Dave finished at fifteen—and took an extra year to grow in, working nights at the delicatessen and reading, for entertainment, philosophy.

He has a remarkable memory. He might not be able to recall his laundry mark when he was in Virginia. But no one who knows him well would bet even on that.

A compact guy who—because he is loose-jointed—seems anything but solid. Indeed, his flexibility is such that he could probably learn a yogin's basic postures in one sitting.

Everybody liked him in Madison.

This was not true in Virginia.

He majored in psychology and went out for football. He'd played on his high school team. The backfield coach was impressed equally by the length of his accurate passes and the fact that he mastered the signals in one night's concentrated study. Letter-perfect and reflex-fast. But a pair of racially pure Nordic behemoths from Minnesota, sent proudly to the team by scouting old grads, decided that, although they had nothing personal against the yid, no yid would call their signals. In Dave's first game they managed to break both his legs.

Dave got the idea. He let his uniform hang there, the next year—when he'd got off crutches.

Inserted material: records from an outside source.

PR #1240, opened 2021-12-31
fix: Indent the "Calculating monthly cost estimate" spinner

tim775:
This makes the indenation on the "Calculating monthly cost estimate" spinner consistent with the other spinner lines.  It looks like they have been inconsistent for a while, but recent changes removed the blank line so it is now more apparent.

Old:
```
Detected Terraform directory at ./examples/terraform
  ✔ Checking for cached plan... found
✔ Calculating monthly cost estimate 
```

With this fix:
```
Detected Terraform directory at ./examples/terraform
  ✔ Checking for cached plan... found
  ✔ Calculating monthly cost estimate 
```

### DIFF
--- a/cmd/infracost/run.go
+++ b/cmd/infracost/run.go
@@ -329,6 +329,7 @@ func runProjectConfig(cmd *cobra.Command, runCtx *config.RunContext, ctx *config
 	spinnerOpts := ui.SpinnerOptions{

He made the newspaper—but not the fraternity he'd set his heart on.

He made summa cum laude.

He went next to Pennsylvania—tutoring, tending furnaces, minding babies, mowing lawns, as usual—and took both an M.A. and a Ph.D. in psychology. He got a job teaching it to pre-med students in Iowa. His thesis on "Formulations of Subjective Sexuality in Man" almost landed him the thing he wanted—a psycho-sociological research position with a big foundation. They wrote him, however, that they felt certain group attitudes (outrageous, but there they are!) would prejudice his fact-gathering efforts.